The author used quantitative data from sources such as Verispan and IMS—including information on prescriptions written, therapeutic drug regimens, and different marketing activities—to create mathematical equations that determined the marketing category from which pharma companies receive the most value.
The results show the need for heavier professional marketing earlier in a drug's lifecycle. For example, in one study focused on marketing tactics used for three antihistamine drugs (Allegra, Claritin, and Zyrtec), Narayanan concluded that Allegra and Claritin could have increased revenues by four to 14 percent if they followed the same detailing pattern as Pfizer's Zyrtec, which involved heavier detailing at launch.Pharm Exec talked to Narayanan to learn more about his research.

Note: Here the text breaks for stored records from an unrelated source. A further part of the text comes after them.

PR #2303, opened 2026-09-15
feat(get-vault-secrets): supporting v2 schema

eloymg:
Supporting v2 schema to accessing vault secrets


actions/get-vault-secrets/action.yaml
```diff
@@ -1,6 +1,13 @@
 name: Get Vault Secrets
 description: Composite action (step) to get secrets from Grafana Labs' Vault instance.
 inputs:
+  version:
+    description: |
+      Version of the vault-secrets schema to use. Valid values are `v1` or `v2`.
+      `v1` (default) reads from the shared `ci` mount using the
+      `vault-github-actions` role. `v2` reads from a per-org `ci-<owner>` mount
+      using the `ci-<owner>` role.
```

PHARM EXEC: Why did you choose pharmaceutical marketing as the focus of your studies?
NARAYANAN: I was struck by the absence of formal research reflecting the industry as it currently exists. Pharma has gone through some dramatic changes in the last 15 to 20 years, which haven't really been focused on research—for instance, all the direct-to-consumer changes that took place in the 1990s. The drug industry also has expanded tremendously in the last few years, and detailing has increased significantly.

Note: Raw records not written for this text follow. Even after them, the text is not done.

PR #39, opened 2023-08-22
Fix return value when host property does not exist from data.selector

eguzki:
### What

Selectors in `rules[].data.selector[]` have a `default` named attribute to cover the use case where the property does not exist https://github.com/Kuadrant/wasm-shim/blob/main/src/configuration.rs#L7-L20

```rust
pub struct SelectorItem {
    // Selector of an attribute from the contextual properties provided by kuadrant
    // during request and connection processing
    pub selector: String,

    // If not set it defaults to `selector` field value as the descriptor key.
    #[serde(default)]
    pub key: Option<String>,

    // An optional value to use if the selector is not found in the context.
    // If not set and the selector is not found in the context, then no data is generated.
    #[serde(default)]
    pub default: Option<String>,
}
```

When the selector property does not exist, the behavior is ruled by the `default` field. Currently the implementation was enforcing a default value (empty string `""`) defeating the purpose of the `default` attribute.

### Verification Steps

* Run development env
```
make development
```

The wasm configuration applied for `*.a.com` is
```json
{
                              "name": "rlp-ns-A/rlp-name-A",
                              "domain": "rlp-ns-A/rlp-name-A",
                              "service": "limitador",
                              "hostnames": ["*.a.com"],
                              "rules": [
                                {
                                  "data": [
                                    {
                                      "selector": {
                                        "selector": "unknown.path"
                                      }
                                    }
                                  ]
                                }
                              ]
                            }
```

*  Run request   
```
curl -H "Host: test.a.com" http://127.0.0.1:18000/get
```
Data selector should not generate return any value. Thus, descriptor should be empty and rate limiting service should not be called. Logs should not show any log from the limitador service or GRPC client.

### DIFF
--- a/Cargo.toml
+++ b/Cargo.toml
@@ -26,7 +26,7 @@ regex = "1"
 radix_trie = "0.2.1"
 
 [dev-dependencies]
-proxy-wasm-test-framework = { git = "https://github.com/Kuadrant/wasm-test-framework.git", branch = "kuadrant" }
+proxy-wasm-test-framework = { git = "https://github.com/Kuadrant/wasm-test-framework.git", branch = "fix-get-property-when-none" }
 serial_test = "2.0.0"
 
 [build-dependencies]
--- a/Cargo.toml
+++ b/Cargo.toml
@@ -26,7 +26,7 @@ regex = "1"
 radix_trie = "0.2.1"
 
 [dev-dependencies]
-proxy-wasm-test-framework = { git = "https://github.com/Kuadrant/wasm-test-framework.git", branch = "fix-get-property-when-none" }
+proxy-wasm-test-framework = { git = "https://github.com/Kuadrant/wasm-test-framework.git", branch = "kuadrant" }
 serial_test = "2.0.0"
 
 [build-dependencies]
--- a/src/filter/http_context.rs
+++ b/src/filter/http_context.rs
@@ -164,8 +164,7 @@ impl Filter {
                                 self.context_id, selector_item.selector
                             );
                             match &selector_item.default {
-                                // skipping the entire descriptor
-                                None => "".to_string(),
+                                None => return None, // skipping the entire descriptor
                                 Some(default_value) => default_value.clone(),
                             }
                         }
@@ -175,8 +174,7 @@ impl Filter {
                             Err(e) => {
                                 debug!(
                                 "[context_id: {}]: failed to parse selector value: {}, error: {}",
-                                self.context_id, selector_item.selector, e
-                            );
+                                self.context_id, selector_item.selector, e);
                                 return None;
                             }
                             Ok(attribute_value) => attribute_value,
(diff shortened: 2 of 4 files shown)


Cargo.toml
```diff
@@ -26,7 +26,7 @@ regex = "1"
 radix_trie = "0.2.1"
 
 [dev-dependencies]
-proxy-wasm-test-framework = { git = "https://github.com/Kuadrant/wasm-test-framework.git", branch = "kuadrant" }
+proxy-wasm-test-framework = { git = "https://github.com/Kuadrant/wasm-test-framework.git", branch = "fix-get-property-when-none" }
```
eguzki, line 29: this change will be reverted, only used for testing https://github.com/Kuadrant/wasm-test-framework/pull/2

src/filter/http_context.rs
```diff
@@ -164,8 +164,7 @@ impl Filter {
                                 self.context_id, selector_item.selector
                             );
                             match &selector_item.default {
-                                // skipping the entire descriptor
-                                None => "".to_string(),
+                                None => return None, // skipping the entire descriptor
```
guicassolato, line 167: I think returning an empty string was [intentional](https://github.com/Kuadrant/wasm-shim/commit/59033b0b4f89290391c8eee9acf00fde51fe6654), as part of avoiding the unsafe default of skipping the limit when a descriptor expected to exist is missing. Rather, it seemed safer to occasionally over-limit (i.e. by expanding the scope of a counter to a common, "catch-all", counter when a selector is evaluated to `""`, because the descriptor is missing), than to under-limit (by not enforcing any limit at all).

Either way, the user will have to debug and figure out why it's not rate limiting as expected.

eguzki: For selectors in conditions, it makes sense to return something when the property is not found in order to apply operators. However, for `data.selectors`, there is the `default` attribute to cover the use case where the property does not exist https://github.com/Kuadrant/wasm-shim/blob/main/src/configuration.rs#L7-L20

```rust
pub struct SelectorItem {
    // Selector of an attribute from the contextual properties provided by kuadrant
    // during request and connection processing
    pub selector: String,

    // If not set it defaults to `selector` field value as the descriptor key.
    #[serde(default)]
    pub key: Option<String>,

    // An optional value to use if the selector is not found in the context.
    // If not set and the selector is not found in the context, then no data is generated.
    #[serde(default)]
    pub default: Option<String>,
}
```

Check the doc string of the `default` field. 

IMO it makes sense to assume that if the property does not exist AND there is no default, no descriptor entry is generated. If you want to generate descriptor entry no matter the property exists or not, set `default`. 

At the kuadrant control plane level, when there is RLP CR counter, the `selector.data[].selector` item will be generated. If we want to reach limitador no matter the property exists or not, the controller should add a default. But that's control plane level call. IMO, the tool (the wasm shim) should cover all use cases.

guicassolato: Gotcha. Thanks for explaining.

eguzki:
requires https://github.com/Kuadrant/wasm-test-framework/pull/2

eguzki:
ready for review @alexsnaps

alexsnaps (approved):
So sorry @eguzki - I had like 3 tabs open with this PR 🤦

Did you find any unexpected results in your research?
I didn't go in with very many expectations, simply because there's been a paucity of prior research, particularly in physician marketing. However, I discovered consistently that detailing had a much higher return-on-investment than direct-to-consumer advertising.
Pharma can receive up to twice as much revenue from detailing than from DTC. For every dollar spent detailing, firms should expect about $10 back in revenues. Direct-to-consumer advertising, on the other hand, is more in the range of a $5 or $6 return.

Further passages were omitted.